## Your assignment
Return every line of the entries that includes the word "jiuyetx".

Stored data entries:
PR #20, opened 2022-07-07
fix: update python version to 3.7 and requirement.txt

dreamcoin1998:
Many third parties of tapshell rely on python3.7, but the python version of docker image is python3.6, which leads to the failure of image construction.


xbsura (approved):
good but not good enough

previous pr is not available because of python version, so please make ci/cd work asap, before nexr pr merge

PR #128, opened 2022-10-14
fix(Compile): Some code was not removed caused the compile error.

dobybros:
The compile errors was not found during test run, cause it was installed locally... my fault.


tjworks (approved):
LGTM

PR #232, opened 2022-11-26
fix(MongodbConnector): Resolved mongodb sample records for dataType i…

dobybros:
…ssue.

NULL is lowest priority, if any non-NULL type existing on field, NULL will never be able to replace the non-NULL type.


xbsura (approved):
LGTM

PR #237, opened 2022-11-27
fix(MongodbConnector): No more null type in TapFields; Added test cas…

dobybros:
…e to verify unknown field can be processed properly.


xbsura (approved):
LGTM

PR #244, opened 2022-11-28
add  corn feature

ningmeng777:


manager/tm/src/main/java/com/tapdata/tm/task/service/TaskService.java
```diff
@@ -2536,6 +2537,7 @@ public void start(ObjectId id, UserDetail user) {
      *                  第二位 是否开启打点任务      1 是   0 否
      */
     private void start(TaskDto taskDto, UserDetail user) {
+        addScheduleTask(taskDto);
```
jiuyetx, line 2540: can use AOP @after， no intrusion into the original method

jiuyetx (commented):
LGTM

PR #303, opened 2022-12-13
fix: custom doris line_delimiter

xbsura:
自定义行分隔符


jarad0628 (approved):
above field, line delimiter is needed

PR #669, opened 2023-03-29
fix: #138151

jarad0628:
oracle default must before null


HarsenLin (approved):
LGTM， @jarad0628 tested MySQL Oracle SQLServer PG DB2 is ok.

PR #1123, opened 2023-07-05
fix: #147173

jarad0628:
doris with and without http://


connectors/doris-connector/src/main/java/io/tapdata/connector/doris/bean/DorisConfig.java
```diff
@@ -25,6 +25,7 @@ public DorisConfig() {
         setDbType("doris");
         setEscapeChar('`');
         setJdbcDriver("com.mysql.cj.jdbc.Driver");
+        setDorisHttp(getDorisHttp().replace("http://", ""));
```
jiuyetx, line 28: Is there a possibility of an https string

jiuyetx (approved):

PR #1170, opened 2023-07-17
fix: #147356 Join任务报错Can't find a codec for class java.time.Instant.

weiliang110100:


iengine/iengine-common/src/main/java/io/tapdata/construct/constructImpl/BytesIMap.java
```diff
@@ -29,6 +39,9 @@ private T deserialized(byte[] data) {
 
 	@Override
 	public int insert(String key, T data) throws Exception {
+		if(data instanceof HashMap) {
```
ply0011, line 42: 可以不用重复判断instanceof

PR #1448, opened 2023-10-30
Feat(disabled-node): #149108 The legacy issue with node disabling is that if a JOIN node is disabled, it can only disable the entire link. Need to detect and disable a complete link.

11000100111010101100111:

--

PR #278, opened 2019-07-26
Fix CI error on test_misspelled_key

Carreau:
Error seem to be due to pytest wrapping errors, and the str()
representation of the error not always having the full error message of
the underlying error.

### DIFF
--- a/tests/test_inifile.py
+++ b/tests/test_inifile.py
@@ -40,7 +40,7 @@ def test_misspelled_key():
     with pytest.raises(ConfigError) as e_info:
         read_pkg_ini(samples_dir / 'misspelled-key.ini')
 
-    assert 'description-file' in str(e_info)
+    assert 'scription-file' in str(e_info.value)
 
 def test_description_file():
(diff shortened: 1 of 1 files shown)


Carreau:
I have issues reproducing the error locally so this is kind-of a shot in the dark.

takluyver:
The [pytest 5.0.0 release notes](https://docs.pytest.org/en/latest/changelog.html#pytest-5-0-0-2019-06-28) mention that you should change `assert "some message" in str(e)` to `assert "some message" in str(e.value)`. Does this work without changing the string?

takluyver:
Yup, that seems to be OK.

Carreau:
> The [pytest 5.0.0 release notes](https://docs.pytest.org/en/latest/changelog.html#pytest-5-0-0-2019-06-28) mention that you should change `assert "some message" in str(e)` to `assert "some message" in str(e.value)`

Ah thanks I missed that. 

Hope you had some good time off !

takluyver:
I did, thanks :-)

## Answer to the exercise
jiuyetx, line 2540: can use AOP @after， no intrusion into the original method
jiuyetx (commented):
jiuyetx, line 28: Is there a possibility of an https string
jiuyetx (approved):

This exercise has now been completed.